Suite des mésaventures de Mlle Nickleby.

Catherine Nickleby avait le cœur bien gros, et de tristes pressentiments venaient l’assaillir sans qu’elle pût les vaincre, le matin du jour convenu pour son entrée chez Mme Mantalini. Les horloges de la cité sonnaient juste huit heures moins un quart lorsqu’elle sortit de chez elle pour traverser seule ces rues animées et bruyantes et pour gagner le quartier de West-End, à l’autre bout de Londres.

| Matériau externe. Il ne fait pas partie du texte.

PR #235, opened 2021-05-27
Fix ResStock inverse weight

### LINKED ISSUE #234: ResStock - Inverse Sample Weight
## Issue description

The sample weight is inverse to what we would expect. In a recent run with BuildStock Batch 0.20 I used the following YAML inputs:

```
baseline:
  n_buildings_represented: 133172057 # ACS 5-yr 2016
sampler:
  type: residential_quota
  args:
    n_datapoints: 550000
```

I would expect the weight to be `33,172,057/550,000 = 242.13`. However, the weight ended up being `0.00413 ~ 550,000/133,172,057`.

## Bug Location

I believe this is the issue in the ResStock `workflow_generator`.

https://github.com/NREL/buildstockbatch/blob/7f7e628d9e5fa24cf24016effe6732d863028eb1/buildstockbatch/workflow_generator/residential.py#L256

afontani:
Fixes #234.

## Pull Request Description

This pull request fixes the issue that the ResStock weight is inverse to what it is supposed to be. The issue was identified in the workflow generator.

I tested the result locally with `buildstock_docker`. 

I would suggest this change be included in a 0.20.1 release as it breaks the residential validation workflows.

## Checklist

Not all may apply

### DIFF
--- a/buildstockbatch/workflow_generator/residential.py
+++ b/buildstockbatch/workflow_generator/residential.py
@@ -253,7 +253,7 @@ class ResidentialDefaultWorkflowGenerator(WorkflowGeneratorBase):
         bld_exist_model_args = {
             'building_id': building_id,
             'workflow_json': 'measure-info.json',
-            'sample_weight': self.n_datapoints / self.cfg['baseline']['n_buildings_represented'],
+            'sample_weight': self.cfg['baseline']['n_buildings_represented'] / self.n_datapoints,
         }
         if 'measures_to_ignore' in workflow_args:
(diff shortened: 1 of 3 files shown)


nmerket (changes requested):
Oops. Glad this was an easy fix. Could you add as simple unit test [here](https://github.com/NREL/buildstockbatch/blob/bug/inverse_resstock_weight/buildstockbatch/workflow_generator/test_workflow_generator.py) to verify that this is working? There are some pretty examples setting a test up in there you could start from. The workflow generators are fairly self contained code so that should make testing a bit easier for this bug fix.

nmerket (approved):

PR #240, opened 2021-07-29
Update to OS v3.2.1

joseph-robertson:
## Pull Request Description

Companion PR: https://github.com/NREL/resstock/pull/661 (ServerDirectoryCleanup updates).

This PR is necessary to work with resstock develop.

By setting `skip_zip_results=True` in the workflow generator, each datapoint's `run` directory contains all simulation files and they aren't contained in a `data_point.zip`. Also, the size of `simulations_job0.tar.gz` actually decreases.

**BEFORE**
image

image

image

**AFTER**
image

image

## Checklist

Not all may apply

### DIFF
--- a/buildstockbatch/base.py
+++ b/buildstockbatch/base.py
@@ -38,8 +38,8 @@ logger = logging.getLogger(__name__)
 
 class BuildStockBatchBase(object):
 
-    DEFAULT_OS_VERSION = '2.9.1'
-    DEFAULT_OS_SHA = '3472e8b799'
+    DEFAULT_OS_VERSION = '3.2.1'
+    DEFAULT_OS_SHA = 'bdbdbc9da6'
     CONTAINER_RUNTIME = None
     LOGO = '''
      _ __         _     __,              _ __
--- a/buildstockbatch/workflow_generator/residential.py
+++ b/buildstockbatch/workflow_generator/residential.py
@@ -274,6 +274,9 @@ class ResidentialDefaultWorkflowGenerator(WorkflowGeneratorBase):
             'measure_paths': [
                 'measures'
             ],
+            'run_options': {
+                'skip_zip_results': True
+            }
         }
 
         osw['steps'].extend(workflow_args['measures'])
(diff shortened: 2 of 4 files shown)


nmerket:
This is good. With the data_point.zip now gone, I was worried this code would break:

https://github.com/NREL/buildstockbatch/blob/16cf0a867cec151f7021b2c7da06fa28ca403aec/buildstockbatch/base.py#L203-L210

It was looks in data_point.zip and removes things from the directory that are already in there. But if data_point.zip isn't there it skips that block, so I guess it's not hurting anything. I'm not sure what's going on in ComStock so maybe we leave it for now. 

In general, I'd say just go through that cleanup function to make sure it's still relevant with the organization of the files being written with your update.

joseph-robertson:
@nmerket I've updated the residential workflow generator to write argument values for ServerDirectoryCleanup. I'm not sure what else needs to be updated (e.g., pretty sure validation will now fail if `server_directory_cleanup` is found in a project yml file).

nmerket (commented):
@joseph-robertson This seems pretty straightforward and I like what you're doing with the server directory cleanup. You're right in that it will throw an error if that argument is there even though you're expecting it. That's easy enough to fix, though. Just add some yaml schema stuff here to tell it what to expect. It's even in the same file.

https://github.com/NREL/buildstockbatch/blob/81b43f0a20efe34ee599e1d0b30f2d32f124768e/buildstockbatch/workflow_generator/residential.py#L43-L54

I haven't tried running it, but it sounds like @munank has and it worked for him, so that's pretty good.

A few things to update:

- [x] The residential workflow generator schema as mentioned above.
- [x] Documentation for the residential workflow generator to document the schema changes.
- [x] Changelog entry

joseph-robertson:
@nmerket Anything else that needs to be done here?

asparke2:
@joseph-robertson I think this is fine as-is and we can fix up the ComStock server directory cleanup as necessary.  One thing to be aware of is that it won't work if `custom_gems = True`.  I don't think you use that for ResStock, so probably not a big deal.  [This branch](https://github.com/NREL/buildstockbatch/tree/feature/enable_os_3x_w_custom_gems) has additional changes to accommodate custom_gems with OS 3.x, but not going to worry about that until FY22.

nmerket (approved):

nmerket:
Looks good to me. You okay if I merge then?

joseph-robertson:
Let me get review on https://github.com/NREL/resstock/pull/661 and then I'll let you know.

PR #238, opened 2021-06-22
Enable ComStock OS 3.4.0 with custom gems

asparke2:
Fixes #237

## Pull Request Description

This PR makes several modifications to work for ComStock.

First, the default commercial workflow generator was changed to mimic the residential workflow generator, where a new `timeseries_csv_export` key was added to the workflow schema in order to trigger timeseries postprocessing.  The key/value pairs under this key set the arguments to the `TimeseriesCSVExport` measure in the workflow, whereas they were previously hard-coded in the workflow generator.

```
  args:
    reporting_measures:
       - measure_dir_name: qoi_report
    - measure_dir_name: simulation_settings_check
      arguments:
        run_sim_settings_checks: true
    timeseries_csv_export:
      reporting_frequency: Timestep
      inc_output_variables: false
```

Second, the CLI commands were changed to work with OS 3.X when `custom_gems=true` in the YML file.

Third, in order to enable the use of custom gems on local docker runs, at runtime, as the first step in building the Docker image, the target BuildStock repo is mounted, and the custom gems specified by that repo (via `MyBuildStockDir/resources/Gemfile`) are installed to a volume called `buildstockbatch_custom_gems` to replace the default gems (`/var/oscli/gems `) using bundler.  The `buildstockbatch_custom_gems` volume is not deleted after the run, because this way, if a developer wants to work on the custom gems, they can do so quickly without having to re-download all the gems locally for each test run. Not coincidentally, the `MyBuildStockDir/resources/Gemfile` in the BuildStock directory is also used in the creation of custom Singularity containers used by Eagle, and is envisioned to be the source of custom gem specifications to use with BuildStockBatch for AWS runs in a future PR.

## Checklist

Not all may apply

- [x] Code changes (must work)
- [x] Tests exercising your feature/bug fix (check coverage report on CircleCI build -> Artifacts)
- [x] All other unit tests passing
- [x] Update validation for project config yaml file changes
- [x] Update existing documentation
- [x] Run a small batch run to make sure it all works (local is fine, unless an Eagle specific feature)
- [ ] Add to the changelog_dev.rst file and propose migration text in the pull request

PR #245, opened 2021-09-07
Make it run for resstock.

rajeee:


nmerket:
@rajeee Is this still relevant?

rajeee:
I think so; unless there is another PR that makes the features/aws_with_custom_gems work for resstock. Either way, things could have changed since this PR so it definitely needs more testing before we can merge.

nmerket:
Yeah, it definitely looks outdated. It's pulling OS 2.9.1 and I think we're using 3.4 at this point. The ComStock team has added a few things in #238 regarding gems. I propose we merge that in first since it's closer to the finish line and then revisit if we bring this one up to date or just start a new branch with changes relevant to the current state of things.

afontani:
@rajeee : Can we close this?

asparke2:
please don't delete this branch yet, I would like to salvage the work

C’est l’heure matinale où l’on voit un grand nombre de jeunes filles maladives dont la vie de ver à soie se passe à produire, à force de patience et de travail, les riches tissus destinés à couvrir les belles indolentes, les reines de la mode et du luxe, aller à travers les rues retrouver le théâtre obligé de leurs occupations journalières, heureuses d’attraper à la volée, dans leur marche précipitée, la seule bouffée d’air salubre, le seul rayon de soleil qui égayent leur monotone existence pendant les mortelles heures de leur longue journée. À mesure qu’elle approchait du quartier élégant de Londres, Catherine en vit passer beaucoup auprès d’elle, de ces jeunes filles qui couraient comme elle reprendre leur ouvrage pénible ; et leurs visages flétris, leur démarche énervée ne lui disaient que trop que ses pressentiments n’étaient pas mal fondés.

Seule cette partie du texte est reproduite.